Reviews of Otherwise, Soft White Ash
I haven’t even mentioned the many other fascinating things about this text: how the color green almost becomes a character, the focus toward and philosophical musings on language, Allen’s cutting sense of humor coupled with an intelligent eroticism. The more I engage the book, the more I find to enjoy. If the words on the page are miner’s tools, as Allen says, then we as readers are asked to do our share of digging. It’s not a breezy read, but trust me when I say that digging is rewarded. It’s a layered debut, one which pleasures and pains, one that shows the animal and human thriving within us.
- Michael Scheltzer, Rattle
...the author’s revelations are more of a Rorschach inkblot, evidence of how poetry with insight and clarity will expose the mythologies we are caught in. The courageous honesty in the author’s approach is surprisingly uplifting and is very relevant to our cynical doom and gloom culture. It makes me believe, even momentarily, maybe poetry’s main purpose is (or should be) a reconciliatory one, overcoming loss through the ability to express that loss: in other words, there is a healing aspect in Allen’s language.
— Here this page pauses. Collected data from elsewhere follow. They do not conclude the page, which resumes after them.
PR #781, opened 2022-06-08
Remove redundant code

robertapplin:
**Description of work:**
This removes some redundant code which is no longer used and should have been removed in a previous PR

**To test:**
Check for Mial's hard crash


MialLewis (approved):
Related functionality still working after the code removal

PR #786, opened 2022-06-08
Update README.md with conda pycharm instructions

mducle:
**Description of work:**

Adds some instructions to the README to work with the new Mantid conda packages in PyCharm.

**To test:**

Check that the instructions work for you (I've only tested on Windows).

No associated issue

### DIFF
--- a/README.md
+++ b/README.md
@@ -51,7 +51,7 @@ First install Mantid using `conda create -n mantidnightly -c conda-forge -c mant
 then add this interpreter by going to the `File->Settings` in PyCharm, then `Project: mslice -> Python Interpreter`,
 click the cog on the right side to add an existing interpreter and select `Conda` and `Python 3.8 (mantidnightly)`.
 Then go to `Run -> Edit Configurations` and create new configuration with this interpreter.
-Specify `start_mslice.py` as the startup script as above, but you do not need to set any environment variable.
+Specify `start_mslice.py` as the startup script set the same `QT_QPA_PLATFORM_PLUGIN_PATH` environment variable as above.
 To run tests, create a `Nosetests` configuration and specify the `Target` as `Custom` with `mslice.tests`
 with the working directory being the mslice package folder (e.g. `<mslice_root>/mslice`).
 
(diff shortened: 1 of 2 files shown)


SilkeSchomann (changes requested):
I've followed the instructions but had to make two small modifications to run or debug the tests:
In the `Nosetests` configuration I had to set the environment variable QT_QPA_PLATFORM_PLUGIN_PATH to the qt5 plugin of my environment (C:\Users\eoc57742\Miniconda3\envs\mantidnightly\Library\plugins\qt5).
In mslice/models/workspacemanager/workspace_algorithms.py I had to add import mslice.util.mantid.init_mantid. Should the second modification just get changed in general for MSlice?

mducle:
> In the Nosetests configuration I had to set the environment variable QT_QPA_PLATFORM_PLUGIN_PATH to the qt5 plugin of my environment (C:\Users\eoc57742\Miniconda3\envs\mantidnightly\Library\plugins\qt5).

Ah right... it's weird I don't have to do that. I'm using mamba-forge but that shouldn't make a difference. Oh well, I'll put this change in.

> In mslice/models/workspacemanager/workspace_algorithms.py I had to add `import mslice.util.mantid.init_mantid`. Should the second modification just get changed in general for MSlice?

Oh yeah, I had to do that on Windows too (but strangely not on Linux... :shrug: 

I think it's safe enough to add it in general.

SilkeSchomann:
Maybe we should add a comment to check for `import mslice.util.mantid.init_mantid` in mslice/models/workspacemanager/workspace_algorithms.py for users with an older version of MSlice.

mducle:
So I think in normal usage this gets imported in either `mslice.app` or `mslice.cli` so users won't get this error unless they import `workspace_algorithms` directly (rather than through the documented `mslice.cli`). It's just that for some reason nosetest on Windows does a direct import whereas on Linux it doesn't... [sometimes coding feels like magic...]

SilkeSchomann (approved):
This works for me

PR #794, opened 2022-06-17
Fix bug that causes continual calls to "toggle_waterfall"

### LINKED ISSUE #793: Error caused when closing cut plot with bragg peaks and waterfall plot
**Describe the bug**
Plotting a cut plot with a waterfall and bragg peaks causes error upon close.

**To Reproduce**
1. Plot a Cut
2. Overplot another cut
3. Set an offset
4. Add a bragg peak
5. Close the plot
6. Observe crash

**Expected behavior**

**Screenshots**
If applicable/possible, add screenshots to help explain your problem.

MialLewis:
**Description of work:**
A bug was caused by the waterfall x and y edit boxes never losing focus on a cut plot. Once either box was selected every subsequent action caused by clicking on a menu/plot takes focus away from the box, but then seems to gives it back again as  the clicked object has `qt focus policy` set to disabled by default. This causes an unnecessary signal and subsequent call to `toggle_waterfall` upon each action.

Upon closing a cut plot, the erroneous signal is emitted in this way, but the `toggle_waterfall` function called after the plot has been closed.

This conflicts with a recent change which requires the `toggle_waterfall` function to update the bragg peak lines when called (this may be unnecessary, considering removal in subsequent PR),

This PR ensures that the waterfall edit boxes lose focus upon finish editing, and closing the cut plot window.

**To test:**
Follow instructions on the issue #793 
Observe how many times `toggle_waterfall` is called when waterfall plots are active, and navigating around making other changes to the cut plot (this is best done with a print statement in `toggle_waterfall` as a break point there prevents a lot of menu functionality).

Fixes #793

### DIFF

-Melanie Moro-Huber, New York Quarterly
These poems, along with the collection's two prose pieces, will make you drunk enough to dance on a table, but then shame you for enjoying yourself so much. But if Otherwise, Soft White Ash teaches a reader anything, it's that there's no shame in joy and you should find joy in realizing shame, and then, no matter if it takes generations, change. Kelli Allen refers to her book as a "creature." What does that make the poems? Little monsters? Unmanageable beetles eating away at a godly burning bush? Beaten bastards that you feed fish heads in the attic? They're not, though. Our poetess made sure of that. They're fireflies that give off an unnerving amount of light, more than our glow-in-the-dark watches and bright ideas illuminate; they're flashes that make sense of the world.